Da beseitigt Du Dich eventuell selbst gleich mit.


----------



## xrated (7. Oktober 2013)

Na sollst das ja nicht trinken


----------



## Lord_Farquaad (12. Oktober 2013)

Ich würd die Evoc Trinkblasen noch mit ins Rennen schmeißen. Ich find total klasse, dass man die nach dem Fahren einfach auf links dreht und weghängt. Da hat man nie Probleme mit Schimmel oder sowas. Ich kenn auch welche die die Trinkblasen zwischen dem Fahren immer ins Eisfach machen damit da nix schimmeln kann.


----------



## corratec1234 (15. Oktober 2013)

ich benutze die trinkblasen von mckinley, bekommt man im intersport shop. die blasen sind baugleich zu den deuter/ source blasen nur um die  hälfte günstiger.
als mundstück benutze ich das source helix, bin damit sehr zufrieden. andere mundstücke waren nach kurzer zeit immer schnell undicht und ließen sich nicht besonders gut reinigen.
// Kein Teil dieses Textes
PR #2123, opened 2016-04-13
[Experimental] Modules with Browserify support

zazabe:
*done during the 13 April 2016 research day*

I've achieved my goal but I'm not satisfied, there's not enough benefit and too many changes with this current implementation...

Pros:
- Clean global scope
- `sourcemaps` supported for module JS files (in dev)    
  
screen shot 2016-04-13 at 18 13 11

Cons:
- generating the `library.js` must be optimized (could take >10s!)
- all JS files need to be CommonJS compliant
- no way to load external JS module (`require()` from `source-after-body` for example) currently

My last thought: loading external JS module would make it more useful and could worth the effort to support `browserify` (or maybe an alternative module system?)...

### DIFF
--- a/library/CM/App.js
+++ b/library/CM/App.js
@@ -1,3 +1,5 @@
+var CM_Class_Abstract = require('CM/Class/Abstract');
+
 /**
  * @class CM_App
  * @extends CM_Class_Abstract
@@ -1048,7 +1050,8 @@ var CM_App = CM_Class_Abstract.extend({
      */
     _getAdapter: function() {
       if (!this._adapter) {
-        this._adapter = new window[cm.options.stream.adapter](cm.options.stream.options);
+        var Adapter = require(cm.options.stream.adapter);
+        this._adapter = new Adapter(cm.options.stream.options);
       }
       return this._adapter;
     },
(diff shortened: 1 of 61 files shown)


zazabe:
At the end, I think supporting a module system for all our javascript files is important, but using `browserify` seems to be more a hack, on the other hand, using another system will require a deep refactoring of the CM framework, change how files are organized and how they are provided to the client...

Also, if it's just about the `sourcemaps`, `uglifyjs` could do the job...

zazabe:
update: I've tried to use https://github.com/koala-framework/sourcemaps to generate a sourcemaps in dev for `library.js`, but at the end, I don't think it's a good idea. 
Sourcemaps is about making minified code readable, we can think about always uglyfing our `library.js` code and make it debuggable in dev and prod the same way. 
The `sourcemaps` could be provided by a new `CM_Http_Response_Resource_SourceMaps` that would check if the user is allowed to access it... 

Anyhow, I think I can close this PR, a next research could be about transpiled ES6 code, which may bring much more benefits than just the sourcemaps :)

@njam @vogdb any thoughts?

vogdb:
On ES6 code? Well, the only thought is that it is an infinite task :)

PR #2122, opened 2016-04-14
Add CM_Janus_StreamChannelInterface

fvovan:
For https://github.com/cargomedia/sk/pull/3215

### DIFF
--- a/library/CM/Janus/Configuration.php
+++ b/library/CM/Janus/Configuration.php
@@ -1,6 +1,6 @@
 <?php
 
-class CM_Janus_Configuration {
+class CM_Janus_Configuration extends CM_Class_Abstract {
 
     /** @var CM_Janus_Server[] */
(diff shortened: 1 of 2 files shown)


fvovan:
@njam please reivew

njam:
Shouldn't this be `findServerByChannelDefinition`, and fail if we don't find it? Then we don't need to check in the usage?

fvovan:
>Shouldn't this be `findServerByChannelDefinition`

May be, I just wanted to keep signatures consistent.
i.e. `findServerByPlugin` may return `null` , so `findServerByChannelDefinition()` behaves the same.

njam:
True, but there's also `getServerRandom()`. In this case I think failing is more useful?

The convention is that `get` should always return something (fail otherwise), and `find` can return `null`. So let's call it `get`.

otherwise lgtm

PR #2117, opened 2016-04-21
Add fluentd logger adapter

fvovan:
Use https://github.com/fluent/fluent-logger-php ?

Schema: https://github.com/cargomedia/guides/tree/master/logging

eigentlich lasse ich nach einer tour nur das rest wasser raus und lege die blase in den gefrierschrank. wenn ich sie mal reinige, dann benutze ich solche zahntabs für die dritten und lass die blase über nacht liegen. schimmel oder sowas hatte ich bisher noch nicht, zumindest nicht sichtbar.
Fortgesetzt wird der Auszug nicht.